Bianca M. Pomeranzi, femminista e esperta di tematiche di genere e sviluppo, è stata nel 1981 co-fondatrice di AIDOS, la prima Ong italiana dedicata a questa materia. Da circa venti anni lavora come senior gender advisor presso l’Unità Tecnica Centrale della Direzione Generale per la Cooperazione allo Sviluppo del Ministero degli Affari Esteri. Ha pubblicato su riviste italiane e straniere articoli sul femminismo transnazionale e sul ruolo delle donne nella globalizzazione. (> pagina dell'autrice)


Laura Corradi è una studiosa e attivista, critica della globalizzazione, impegnata nei movimenti eco-femministi, contro la guerra e per la salute ambientale. Con un passato come operaia di catena in fabbrica, autodidatta, ha poi vinto borse di studio, preso un dottorato e insegnato presso la University of California, pubblicando diversi libri e articoli. Ora svolge ricerca prevalentemente in India, sulle conseguenze del neoliberismo. È ricercatrice e docente di Studi di genere e di Sociologia della Salute e dell’ambiente presso la Facoltà di Scienze Politiche, Università della Calabria.


Monica Capuani, giornalista e traduttrice, lavora da dieci anni come freelance con articoli e inchieste per testate come L’Espresso, La Repubblica, Il Mondo, D-La Repubblica delle Donne, Marie Claire, Class, il settimanale francese Paris Match, il mensile austriaco X-Ray, e molte altre. Molteplice la sua attività di traduttrice e di acquisitrice di diritti di testi narrativi e teatrali, tra i quali I monologhi della vagina di Eve Ensler, che ha tradotto e prodotto in Italia.(> pagina dell'autrice)
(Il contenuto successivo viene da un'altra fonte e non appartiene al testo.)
PR #5230, opened 2021-11-29
EVG-15281 Remove plugin references to admin page

hadjri:
[EVG-15281](https://jira.mongodb.org/browse/EVG-15281)

### Description 
Plugin configs currently may be derived from admin or project settings depending on a service flag set.  Once it is confirmed that deriving from project settings works fine we no longer need any of the old code that references the admin settings. As part of this refactoring I have moved the place we validate BB configs which covers this ticket as well: https://jira.mongodb.org/browse/EVG-15419

### Testing 
Modified existing unit tests.  PluginAdminPageDisabled flag should be toggled in production for a day or so before these changes are to be merged into main.


graphql/resolvers.go
```diff
@@ -3154,49 +3154,24 @@ func (r *taskResolver) IsPerfPluginEnabled(ctx context.Context, obj *restModel.A
 	if !evergreen.IsFinishedTaskStatus(utility.FromStringPtr(obj.Status)) {
 		return false, nil
 	}
-	flags, err := evergreen.GetServiceFlags()
+	projectMatches := model.IsPerfEnabledForProject(*obj.ProjectId)
```
ablack12, line 3157: ProjectMatches doesn't really fit anymore; could just call IsPerfEnabled directly in the if statement

plugin/build_baron.go
```diff
@@ -17,114 +17,11 @@ func init() {
...
 }
 
-type bbPluginOptions struct {
-	Projects map[string]evergreen.BuildBaronSettings
-}
-
-type BuildBaronPlugin struct {
-	opts *bbPluginOptions
-}
+type BuildBaronPlugin struct{}
```
ablack12, line 20: Is there a reason we can't just delete this file completely? (Not sure if it breaks something but)

plugin/build_baron.go
```diff
@@ -149,28 +46,13 @@ func (bbp *BuildBaronPlugin) GetPanelConfig() (*PanelConfig, error) {
 	}, nil
 }
 
-// IsWebhookConfigured webhook will can be retrieved from project or admin config depending on PluginAdminPageDisabled flag
-// if deriving from project config, we first try to retrieve webhook config prom project parser config, otherwise we fallback to project page settings
-// version is needed to retrieve last good project config, if version is not available/empty when calling this function we must first retrieve it
+// IsWebhookConfigured retrieves webhook configuration from the project settings.
 func IsWebhookConfigured(project string, version string) (evergreen.WebHook, bool, error) {
```
ablack12, line 50: I think all of these functions should be refactored to be in the model package, since build_baron isn't really a plugin anymore but a project setting.

plugin/build_baron.go
```diff
@@ -199,44 +81,93 @@ func BbGetConfig(settings *evergreen.Settings) map[string]evergreen.BuildBaronSe
...
-	if flags.PluginAdminPageDisabled {
-		if version == "" {
-			lastGoodVersion, err := model.FindVersionByLastKnownGoodConfig(projectId, -1)
-			if err == nil && lastGoodVersion != nil {
-				version = lastGoodVersion.Id
-			}
+	return projectRef.BuildBaronSettings, true
+}
+
+func validateBbProject(projName string, proj evergreen.BuildBaronSettings) bool {
```
ablack12, line 99: Do we already do all of this validation in the project page / project patch route? We shouldn't allow users to store an invalid configuration, in which case we shouldn't need to validate here at all.

ablack12 (changes requested):

plugin/build_baron.go
hadjri: Moved to project_ref.go

plugin/build_baron.go
hadjri: This validation used to happen looping through each project on startup - now that that code is gone it does not exist anywhere but here.  However I do agree it makes sense to move this check into the modifyProject route since that is the only time we are writing to these BB configs.

plugin/build_baron.go
hadjri: The struct needs to exist for the Publish method at the top of each plugin file to register the plugin (as we do for manifest, perf, BB, etc).  This is the way we register plugins so that their associated PanelConfig can be displayed in the UI.  This can probably have its pattern change as an improvement in the future since it is a bit confusing but it would be out of scope for this ticket.  See the RegisterPlugins method for reference.

service/project.go
```diff
@@ -1009,3 +1015,87 @@ func verifyAliasExists(alias, projectId string, newAliasDefinitions []model.Proj
 	}
 	return false, nil
 }
+
+func bbProjectIsValid(projName string, proj evergreen.BuildBaronSettings) error {
+	webHook, _, _ := model.IsWebhookConfigured(projName, "")
```
ablack12, line 1020: I think we should return an error if there's an error here.

service/project.go
```diff
@@ -1009,3 +1015,87 @@ func verifyAliasExists(alias, projectId string, newAliasDefinitions []model.Proj
...
+	webhookConfigured := webHook.Endpoint != ""
+
+	if !webhookConfigured && proj.TicketCreateProject == "" {
```
ablack12, line 1023: Should this be an error still? I think this made sense when we had a list of build baron projects, but now this configuration just implies a project that doesn't intend to use the build baron. You can test this a bit on Evergreen local.

service/project.go
```diff
@@ -1009,3 +1015,87 @@ func verifyAliasExists(alias, projectId string, newAliasDefinitions []model.Proj
...
+		msg := "ticket_create_project and taskAnnotationSettings.FileTicketWebhook endpoint cannot both be blank"
```
ablack12, line 1024: These messages shouldn't be logged critical anymore, since the project isn't able to save the invalid configuration (critical logs get sent to evergreen-ops-alerts). We can just return the error.

service/project.go
```diff
@@ -1009,3 +1015,87 @@ func verifyAliasExists(alias, projectId string, newAliasDefinitions []model.Proj
...
+		grip.Critical(message.Fields{
+			"message":      msg,
+			"project_name": projName,
+		})
+		return errors.Errorf(msg)
+	}
+	if !webhookConfigured && len(proj.TicketSearchProjects) == 0 {
+		msg := "ticket_search_projects cannot be empty"
```
ablack12, line 1032: We should make these a bit more user-friendly, using whatever terms the user would understand (must provide projects to search)

ablack12 (changes requested):

service/project.go
hadjri: Agreed, this should just have the error immediately return as nil.  Changed to this.

hadjri: Tested locally to confirm the modifyProject route works

operations/service.go
```diff
@@ -18,7 +18,7 @@ import (
 func Service() cli.Command {
 	return cli.Command{
 		Name:  "service",
-		Usage: "run evergreen services",
+		Usage: "run evergreen services MALIK",
```
ablack12, line 21: should change this back haha

plugin/build_baron.go
```diff
@@ -149,94 +40,13 @@ func (bbp *BuildBaronPlugin) GetPanelConfig() (*PanelConfig, error) {
...
-
-// BbGetProject retrieves build baron settings from project or admin config depending on PluginAdminPageDisabled flag.
-// Project parser config takes precedence, otherwise fallback to project page settings (found using version ID if given).
+// BbGetProject retrieves build baron settings from project settings.
+// Project page settings takes precedence, otherwise fallback to project config yaml.
 // Returns build baron settings and ok if found.
-func BbGetProject(settings *evergreen.Settings, projectId string, version string) (evergreen.BuildBaronSettings, bool) {
-	flags, err := evergreen.GetServiceFlags()
-	if err != nil {
+func BbGetProject(projectId string, version string) (evergreen.BuildBaronSettings, bool) {
```
ablack12, line 46: This function also should be in model now (and maybe renamed to make more sense, like GetBuildBaronSettings)

service/project.go
ablack12: This is only not an error if webhook not configured, ticket create project is empty, AND ticket search project is empty. Right now this will allow users to just set ticket search project but not ticket create project, which isn't a valid configuration.

service/project.go
```diff
@@ -1009,3 +1015,47 @@ func verifyAliasExists(alias, projectId string, newAliasDefinitions []model.Proj
...
+
+	if !webhookConfigured && proj.TicketCreateProject == "" {
+		return nil
+	}
+	if !webhookConfigured && len(proj.TicketSearchProjects) == 0 {
+		return errors.Errorf("Must provide projects to search")
+	}
+	if proj.BFSuggestionServer != "" {
+		if _, err = url.Parse(proj.BFSuggestionServer); err != nil {
+			return errors.Errorf(fmt.Sprintf(`Failed to parse bf_suggestion_server for project "%s"`, projName))
```
ablack12, line 1034: Don't need fmt.Sprintf; Errorf already does this. Also we typically use "" as the outer quotes and ' ' to wrap formatting

service/project.go
```diff
@@ -1009,3 +1015,47 @@ func verifyAliasExists(alias, projectId string, newAliasDefinitions []model.Proj
...
+		return errors.Errorf(fmt.Sprintf(`Failed validating configuration for project "%s": `+
+			"bf_suggestion_username and bf_suggestion_password must be blank alt_endpoint_url is blank", projName))
+	} else if proj.BFSuggestionTimeoutSecs != 0 {
+		return errors.Errorf(fmt.Sprintf(`Failed validating configuration for project "%s": `+
+			"bf_suggestion_timeout_secs must be zero when bf_suggestion_url is blank", projName))
+	}
+	// the webhook cannot be used if the default build baron creation and search is configured
+	if webhookConfigured {
+		if len(proj.TicketCreateProject) != 0 {
+			return errors.Errorf("The custom file ticket webhook and the build baron TicketCreateProject should not both be configured")
```
ablack12, line 1054: should probably drop TicketCreateProject here

operations/service.go
hadjri: hahah oops

service/project.go
hadjri: Got it, added

service/project.go
```diff
@@ -566,6 +567,11 @@ func (uis *UIServer) modifyProject(w http.ResponseWriter, r *http.Request) {
 		uis.LoggedError(w, r, http.StatusInternalServerError, errors.Errorf("expected build baron config but was actually '%T'", i))
 		return
 	}
+	err = bbProjectIsValid(projectRef.Id, buildbaronConfig)
```
ablack12, line 570: Not sure if there's currently a way to handle bbProject in the patch route. If there is then we should add validation; if not we should add it (but we could make a new ticket for that).

service/project.go
```diff
@@ -1009,3 +1015,47 @@ func verifyAliasExists(alias, projectId string, newAliasDefinitions []model.Proj
...
+	webHook, _, err := model.IsWebhookConfigured(projName, "")
+	if err != nil {
+		return err
+	}
+	webhookConfigured := webHook.Endpoint != ""
+
+	if !webhookConfigured && proj.TicketCreateProject == "" && len(proj.TicketSearchProjects) == 0 {
+		return nil
+	}
+	if !webhookConfigured && len(proj.TicketSearchProjects) == 0 {
```
ablack12, line 1029: Should we also be checking the other combination? !webhooksConfigured && proj.TicketCreateProject == "" ? (the "must provide project to create tickets for" case)

service/project.go
```diff
@@ -1009,3 +1015,47 @@ func verifyAliasExists(alias, projectId string, newAliasDefinitions []model.Proj
...
+		return errors.Errorf("Must provide projects to search")
+	}
+	if proj.BFSuggestionServer != "" {
+		if _, err = url.Parse(proj.BFSuggestionServer); err != nil {
+			return errors.Errorf("Failed to parse bf_suggestion_server for project '%s'", projName)
```
ablack12, line 1034: can we make all of the errors in this loop more human readable? what does BF suggestion server show up as for the UI?

service/project.go
```diff
@@ -1009,3 +1015,47 @@ func verifyAliasExists(alias, projectId string, newAliasDefinitions []model.Proj
...
+		if proj.BFSuggestionUsername == "" && proj.BFSuggestionPassword != "" {
+			return errors.Errorf("Failed validating configuration for project '%s': "+
+				"bf_suggestion_password must be blank if bf_suggestion_username is blank", projName)
+		}
+		if proj.BFSuggestionTimeoutSecs <= 0 {
+			return errors.Errorf("Failed validating configuration for project '%s': "+
+				"bf_suggestion_timeout_secs must be positive", projName)
+		}
+	} else if proj.BFSuggestionUsername != "" || proj.BFSuggestionPassword != "" {
+		return errors.Errorf("Failed validating configuration for project '%s': "+
```
ablack12, line 1045: > bf_suggestion_username and bf_suggestion_password must be blank alt_endpoint_url is blank

is there an if or a when missing from this sentence?

ablack12 (changes requested):

service/project.go
hadjri: I'll create a ticket for this

service/project.go
hadjri: Sounds good, added!

service/project.go
hadjri: The old UI does not have any inputs right now for BF suggestion server (because no project had anything for it). These properties were migrated over as part of the plugin work but I'm actually not sure if they are used at all anymore - there is not any use of them in the evergreen repo aside from this validation that existed. I can create another ticket to investigate this and remove them if needed.

ablack12 (approved):
apparently i never clicked this button 🙃

ablack12 (approved):
I don't see a new thing to look at so I assume you wanted me to look at it again just verify that it’s good to merge now that the admin plugins are updated? You can go ahead once merge conflicts are resolved!

service/project.go
hadjri: https://jira.mongodb.org/browse/EVG-15964

PR #5231, opened 2021-11-29
EVG-15772 Fail version when task aborts

hadjri:
[EVG-15772](https://jira.mongodb.org/browse/EVG-15772)

### Description 
Setting a version's status to failed when a task aborts instead of maintaining the "started" state
### Testing 
Tested by aborting a task in staging for a version and confirmed that the version no longer stays stuck as "started" for its status and does appropriately set to "failed": https://spruce-staging.corp.mongodb.com/version/61b3d7a6b237366caa7df321/tasks?sorts=STATUS%3AASC%3BBASE_STATUS%3ADESC

### DIFF
--- a/model/task/task_test.go
+++ b/model/task/task_test.go
@@ -3,6 +3,7 @@ package task
 import (
 	"context"
 	"fmt"
+	"github.com/evergreen-ci/evergreen/model"
 	"testing"
 	"time"
 
@@ -2863,7 +2864,7 @@ func TestAbortVersion(t *testing.T) {
 	}
 	assert.NoError(t, db.InsertMany(Collection, finishedExecTask, failingExecTask, otherExecTask, dt))
 
-	assert.NoError(t, AbortVersion("v1", AbortInfo{TaskID: "et2"}))
+	assert.NoError(t, model.AbortVersion("v1", AbortInfo{TaskID: "et2"}))
 
 	var err error
 	dt, err = FindOneId("dt")
--- a/model/task/task_test.go
+++ b/model/task/task_test.go
@@ -3,7 +3,6 @@ package task
 import (
 	"context"
 	"fmt"
-	"github.com/evergreen-ci/evergreen/model"
 	"testing"
 	"time"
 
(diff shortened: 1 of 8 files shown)


model/task/task_test.go
```diff
@@ -3,6 +3,7 @@ package task
 import (
 	"context"
 	"fmt"
+	"github.com/evergreen-ci/evergreen/model"
```
ablack12, line 6: nit: this import should be in the below list, not this one

model/task_lifecycle.go
```diff
@@ -338,7 +338,21 @@ func AbortTask(taskId, caller string) error {
 		return err
 	}
 	event.LogTaskAbortRequest(t.Id, t.Execution, caller)
-	return t.SetAborted(task.AbortInfo{User: caller})
+	err = t.SetAborted(task.AbortInfo{User: caller})
+	if err != nil {
+		return err
+	}
+
+	err = VersionUpdateOne(
```
ablack12, line 346: I'm suspicious of just setting this like this; when we update a version there are typically other things we also need to handle (build status, patch status, etc). Can https://github.com/evergreen-ci/evergreen/blob/d22272191944362483efe21761b7eff89c596e09/model/task_lifecycle.go#L1052 be used here? (Or adapted?)

ablack12: Also I'm not sure that this should automatically be set to failed here; if one task is aborted, but other tasks are running, we still want the version status to be running. So modifying UpdateBuildAndVersionStatus to look at aborted might be something to look into.

ablack12 (changes requested):

model/task_lifecycle.go
hadjri: Thanks for the tip - the task status changes cascade to the build status, which then cascade to version statuses in that method.  It looks like this 1 line change is all that was needed to fix. I tested in staging with this new change and aborting one task fails the version, but only after all other tasks finish.

ablack12 (approved):

PR #5232, opened 2021-11-29
EVG-15022: handle hosts that start in the cloud but are stuck building

Kimchelly:
Jira: https://jira.mongodb.org/browse/EVG-15022

### Description 
Hosts that are "building" are in an intermediate state between an intent host and a real host running in the cloud. In the "building" state, the host makes two important changes - 1. it attempts to start the host, and then 2. it updates the DB document metadata for the host. The metadata updates are to change the host document ID from its intent host ID to the EC2 instance ID (by removing the old host doc and inserting a new one) and transition the status to "starting". The issue is that it's not always clear whether or not a host whose current state is stuck "building" has simply failed to start a host (e.g. something's wrong with the instance request parameters) or if it actually started a host successfully and the DB document was never updated with the new metadata (e.g. the app server cancelled the request to create the instance, but on EC2's side, it started successfully).

This PR addresses the case where the host starts in EC2 but the host document is stuck in "building". The current treatment of such a host is that the intent host document is simply removed. This is problematic because the cloud host's agent can still check into the app server but is unable to do anything, leaving it alive to continuously poll for the next task but unable to actually receive any task and unable to terminate until the AWS reaper catches it. To fix this, I did a couple things:

* Create a new "building-failed" state, which is when the host document is stuck "building" for too long. Hosts marked as "building-failed" will be terminated by the host termination job.
    * This is different from the "decommissioned" state, which is only valid when a host has definitely started and has an instance ID. In the case of a "building-failed", the server is uncertain whether the host is actually alive in EC2 or not.
* Instead of removing intent host documents that are stuck in "building" and stale, the host allocator instead changes their state to "building-failed" as an intermediate to be sent to the host termination job.
* The agent now passes the EC2 instance ID in the next task payload if it's available. If the host is stuck "building" but the agent is alive, the agent can pass the instance ID so the app server can perform operations (e.g. terminate, get instance status) on the instance in the cloud.
* During the next task route, deal with an intent host that has a running agent by updating the host ID with the real instance ID passed with the next task payload. Either set the host to "starting" or "decommissioned" depending on whether the host document is considered stale or not.
* Update the host termination job to allow intent hosts to be terminated and cloud hosts to be re-terminated if they're already in the terminated state.
    * The re-termination logic is to handle an edge case where the intent host could be considered stale and marked as terminated, but the agent checks in much later when the host is already marked terminated.
* Make a few small helper functions to break up a few very long and verbose functions.

### Testing 
* Unit tests for host termination job, next task route, and DB queries.
* Test in staging that agents on EC2 instances send the instance ID with their next task payload.


model/host/db.go
```diff
@@ -904,7 +907,7 @@ func FindUserDataSpawnHostsProvisioning() ([]Host, error) {
 	return hosts, nil
 }
 
-// Removes host intents that have been been uninitialized for more than 3
+// Removes host intents that have been been initializing for more than 3
```
julianedwards, line 910: Remove duplicate `been`.

julianedwards: Also, can you update this documentation to reflect the changes you made removing the condition of checking hosts that have been building for 15+ minutes?

model/host/db.go
```diff
@@ -937,16 +955,27 @@ func RemoveStaleInitializing(distroID string) error {
...
 	for _, h := range hosts {
 		ids = append(ids, h.Id)
 	}
+	if len(ids) == 0 {
+		return nil
+	}
 
-	if err := db.RemoveAll(evergreen.CredentialsCollection, bson.M{CertUserIDKey: bson.M{"$in": ids}}); err != nil {
-		return errors.Wrap(err, "could not delete credentials")
+	if _, err := db.UpdateAll(Collection, bson.M{
```
julianedwards, line 966: Why not just do an `UpdateAll` with the original query? Is it just for the event logging below?

julianedwards (changes requested):

agent/util/ec2.go
```diff
@@ -1,17 +1,23 @@
...
 	"net/http"
 	"os"
+	"time"
 
 	"github.com/evergreen-ci/utility"
 	"github.com/mongodb/grip"
 	"github.com/pkg/errors"
 )
 
+const metadataBaseURL = "http://169.254.169.254/latest/meta-data"
```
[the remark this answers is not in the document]
Kimchelly: Done.

model/host/db.go
Kimchelly: Done.

model/host/db.go
Kimchelly: It's for the event logging.

julianedwards (approved):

Beatrice Costa, nata a Milano nel 1981, laureata in Scienze Internazionali e Diplomatiche a Torino nel 2005, dal settembre del 2004 lavora per ActionAid. Dal novembre del 2007 coordina il programma sui Diritti delle Donne per ActionAid in Italia nel quadro delle attività di ricerche e advocacy dell’associazione. È attiva nel Gruppo Politiche di Genere degli Stati Generali costituitosi alla fine del 2006. Nel tempo libero studia teologia e segue corsi e seminari di recitazione teatrale.


Maria Josè Arthur insegna antropologia sociale presso la Facoltà di Scienze sociali della Università Edoardo Mondlane di Maputo. È ricercatrice permanente di WLSA (Women and Law in Southern Africa), organizzazione non governativa attiva in sette paesi dell’Africa australe: Botswana, Lesotho, Malawi, Mozambico, Swazilandia, Zambia e Zimbabwe, che fa ricerche sulla situazione dei diritti delle donne. A partire dalla consapevolezza di una situazione di ingiustizia sociale a danno delle donne, WLSA Mozambico agisce per assicurare l’uguaglianza di genere contro le strutture di potere patriarcali responsabili della subordinazione delle donne.


Raffaella Chiodo Karpinski, freelance, collabora con la rivista della cooperazione italiana Ilaria, e con radio e riviste su temi di politica internazionale e in particolare dell’Africa. Da circa 25 anni è impegnata nel campo della solidarietà e cooperazione internazionale, con Ong, associazioni, networks internazionali, istituzioni locali e nazionali. Osservatrice per l’AWEPA, l’UE e le NU, nei processi di pace e democratizzazione ed elettorali in Mozambico, Sudafrica e Angola, e con l’OSCE nelle elezioni in Russia e in Ukraina. Coordinatrice della campagna italiana per la cancellazione del debito, tra le promotrici degli Stati Generali della solidarietà e cooperazione internazionale e della Rete Internazionale delle Donne per la Pace, fa parte del direttivo della Tavola della Pace.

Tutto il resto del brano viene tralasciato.